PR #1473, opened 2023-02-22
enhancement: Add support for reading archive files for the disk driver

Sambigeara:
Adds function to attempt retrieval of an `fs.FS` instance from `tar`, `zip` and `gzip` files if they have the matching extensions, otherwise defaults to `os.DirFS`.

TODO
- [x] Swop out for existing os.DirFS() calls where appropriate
══════════════════════════════
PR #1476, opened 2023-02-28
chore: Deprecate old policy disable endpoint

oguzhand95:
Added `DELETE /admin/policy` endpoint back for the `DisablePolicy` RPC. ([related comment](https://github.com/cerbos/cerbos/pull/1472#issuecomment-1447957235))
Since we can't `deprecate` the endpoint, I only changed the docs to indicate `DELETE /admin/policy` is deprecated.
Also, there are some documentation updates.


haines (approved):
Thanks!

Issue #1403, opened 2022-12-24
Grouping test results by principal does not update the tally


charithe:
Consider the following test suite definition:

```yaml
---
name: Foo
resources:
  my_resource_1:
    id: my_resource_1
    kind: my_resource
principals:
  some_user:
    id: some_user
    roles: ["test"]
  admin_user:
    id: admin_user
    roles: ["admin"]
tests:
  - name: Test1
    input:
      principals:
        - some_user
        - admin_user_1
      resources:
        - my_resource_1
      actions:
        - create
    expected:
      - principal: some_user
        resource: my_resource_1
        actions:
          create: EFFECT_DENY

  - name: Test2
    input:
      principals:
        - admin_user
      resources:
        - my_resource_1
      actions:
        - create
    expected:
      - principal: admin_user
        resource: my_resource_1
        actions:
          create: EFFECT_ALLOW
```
══════════════════════════════
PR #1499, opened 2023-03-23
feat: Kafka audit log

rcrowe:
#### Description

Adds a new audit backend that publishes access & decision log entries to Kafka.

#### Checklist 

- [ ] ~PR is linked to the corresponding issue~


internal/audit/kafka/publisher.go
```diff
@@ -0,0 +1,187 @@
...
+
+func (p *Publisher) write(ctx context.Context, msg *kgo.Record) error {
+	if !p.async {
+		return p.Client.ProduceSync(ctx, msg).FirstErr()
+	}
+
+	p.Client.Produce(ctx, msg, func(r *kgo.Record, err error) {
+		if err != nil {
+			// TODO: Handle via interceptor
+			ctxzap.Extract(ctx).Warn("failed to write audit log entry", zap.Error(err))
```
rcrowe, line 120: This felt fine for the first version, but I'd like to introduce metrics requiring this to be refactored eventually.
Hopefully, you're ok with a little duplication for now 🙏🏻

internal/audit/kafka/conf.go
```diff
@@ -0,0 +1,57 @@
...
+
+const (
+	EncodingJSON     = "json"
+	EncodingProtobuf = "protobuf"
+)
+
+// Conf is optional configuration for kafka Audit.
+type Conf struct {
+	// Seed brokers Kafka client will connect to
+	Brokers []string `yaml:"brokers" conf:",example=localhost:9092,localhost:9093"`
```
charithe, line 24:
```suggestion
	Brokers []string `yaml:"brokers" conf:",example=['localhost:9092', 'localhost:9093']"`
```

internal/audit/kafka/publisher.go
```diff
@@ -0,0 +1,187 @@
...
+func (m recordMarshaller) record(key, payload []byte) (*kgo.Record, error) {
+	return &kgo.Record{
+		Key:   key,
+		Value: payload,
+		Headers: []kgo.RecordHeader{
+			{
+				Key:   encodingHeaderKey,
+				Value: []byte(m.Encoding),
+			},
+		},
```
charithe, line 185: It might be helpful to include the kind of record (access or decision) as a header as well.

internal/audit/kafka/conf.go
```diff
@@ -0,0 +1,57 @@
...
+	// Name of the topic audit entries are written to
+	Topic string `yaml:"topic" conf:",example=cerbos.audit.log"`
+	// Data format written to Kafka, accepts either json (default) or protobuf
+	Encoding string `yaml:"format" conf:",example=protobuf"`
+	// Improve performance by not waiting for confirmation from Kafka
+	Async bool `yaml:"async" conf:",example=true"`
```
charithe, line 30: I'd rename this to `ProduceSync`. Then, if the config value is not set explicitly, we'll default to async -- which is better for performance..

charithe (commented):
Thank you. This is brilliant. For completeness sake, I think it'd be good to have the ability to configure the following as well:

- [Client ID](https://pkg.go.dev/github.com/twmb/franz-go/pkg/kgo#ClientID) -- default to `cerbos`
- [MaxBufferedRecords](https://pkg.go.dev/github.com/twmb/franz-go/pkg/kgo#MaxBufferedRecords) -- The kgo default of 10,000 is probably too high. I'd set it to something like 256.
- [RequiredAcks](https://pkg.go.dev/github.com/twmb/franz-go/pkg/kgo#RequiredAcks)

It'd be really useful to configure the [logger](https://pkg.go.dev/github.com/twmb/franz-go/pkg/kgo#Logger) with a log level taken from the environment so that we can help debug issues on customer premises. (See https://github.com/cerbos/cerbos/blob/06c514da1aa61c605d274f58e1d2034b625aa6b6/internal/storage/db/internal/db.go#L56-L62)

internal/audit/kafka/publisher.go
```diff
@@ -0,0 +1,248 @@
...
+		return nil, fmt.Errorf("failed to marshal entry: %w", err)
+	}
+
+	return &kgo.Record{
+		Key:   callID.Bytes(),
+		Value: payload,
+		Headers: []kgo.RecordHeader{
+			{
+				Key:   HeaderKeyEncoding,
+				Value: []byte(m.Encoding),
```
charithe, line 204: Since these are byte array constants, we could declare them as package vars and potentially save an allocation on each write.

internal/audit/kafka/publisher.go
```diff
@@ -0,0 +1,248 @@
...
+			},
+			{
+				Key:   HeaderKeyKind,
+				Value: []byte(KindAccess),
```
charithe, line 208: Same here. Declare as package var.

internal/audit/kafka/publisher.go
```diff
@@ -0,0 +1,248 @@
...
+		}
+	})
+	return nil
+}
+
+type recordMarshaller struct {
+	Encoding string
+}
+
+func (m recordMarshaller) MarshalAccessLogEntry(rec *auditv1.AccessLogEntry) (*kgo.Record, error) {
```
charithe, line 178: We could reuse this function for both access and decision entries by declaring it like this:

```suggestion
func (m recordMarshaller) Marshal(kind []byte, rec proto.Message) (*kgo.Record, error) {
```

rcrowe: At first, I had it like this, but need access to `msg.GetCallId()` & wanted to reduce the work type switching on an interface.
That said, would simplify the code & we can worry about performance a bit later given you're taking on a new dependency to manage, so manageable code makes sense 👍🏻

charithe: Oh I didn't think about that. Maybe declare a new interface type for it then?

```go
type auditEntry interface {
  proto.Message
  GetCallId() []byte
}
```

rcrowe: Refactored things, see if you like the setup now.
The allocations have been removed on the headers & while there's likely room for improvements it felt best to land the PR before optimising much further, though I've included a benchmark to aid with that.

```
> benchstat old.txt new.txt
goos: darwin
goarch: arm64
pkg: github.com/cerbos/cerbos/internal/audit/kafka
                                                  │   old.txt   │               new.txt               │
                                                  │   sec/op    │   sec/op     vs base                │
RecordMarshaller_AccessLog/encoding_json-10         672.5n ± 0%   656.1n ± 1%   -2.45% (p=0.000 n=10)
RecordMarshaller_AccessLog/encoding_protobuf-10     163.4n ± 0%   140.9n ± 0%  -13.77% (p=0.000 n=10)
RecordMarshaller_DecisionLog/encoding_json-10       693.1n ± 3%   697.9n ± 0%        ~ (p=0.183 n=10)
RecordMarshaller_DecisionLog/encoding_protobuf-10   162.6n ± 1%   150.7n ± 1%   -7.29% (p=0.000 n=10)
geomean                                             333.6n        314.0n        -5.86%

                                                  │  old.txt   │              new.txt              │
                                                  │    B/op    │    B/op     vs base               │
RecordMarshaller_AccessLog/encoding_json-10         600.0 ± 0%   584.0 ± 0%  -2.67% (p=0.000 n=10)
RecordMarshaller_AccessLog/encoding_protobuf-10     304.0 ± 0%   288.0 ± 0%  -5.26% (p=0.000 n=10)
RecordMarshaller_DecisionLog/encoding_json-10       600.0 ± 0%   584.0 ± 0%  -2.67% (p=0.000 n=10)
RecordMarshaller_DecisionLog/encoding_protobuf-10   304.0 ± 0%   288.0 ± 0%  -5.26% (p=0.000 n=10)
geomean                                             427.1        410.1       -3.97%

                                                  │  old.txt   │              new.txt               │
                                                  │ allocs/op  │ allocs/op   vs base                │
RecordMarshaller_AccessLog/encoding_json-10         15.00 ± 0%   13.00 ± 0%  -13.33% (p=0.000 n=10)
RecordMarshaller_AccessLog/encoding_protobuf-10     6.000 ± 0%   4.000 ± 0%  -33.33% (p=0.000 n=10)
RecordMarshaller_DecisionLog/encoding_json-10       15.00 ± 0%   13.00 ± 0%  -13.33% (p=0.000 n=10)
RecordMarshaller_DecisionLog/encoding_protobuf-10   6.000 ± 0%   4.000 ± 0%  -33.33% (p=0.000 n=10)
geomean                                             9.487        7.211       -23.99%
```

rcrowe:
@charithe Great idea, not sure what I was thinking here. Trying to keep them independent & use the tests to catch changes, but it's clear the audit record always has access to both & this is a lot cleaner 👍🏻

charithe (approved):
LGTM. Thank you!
══════════════════════════════
→ **Task instructions**
Could you reproduce exactly the lines of the entries above, from the one with "PR #1473, opened 2023-02-22" through the one with "- [x] Swop out", and nothing else?

→ **Problem solution**
PR #1473, opened 2023-02-22
enhancement: Add support for reading archive files for the disk driver

Sambigeara:
Adds function to attempt retrieval of an `fs.FS` instance from `tar`, `zip` and `gzip` files if they have the matching extensions, otherwise defaults to `os.DirFS`.

TODO
- [x] Swop out for existing os.DirFS() calls where appropriate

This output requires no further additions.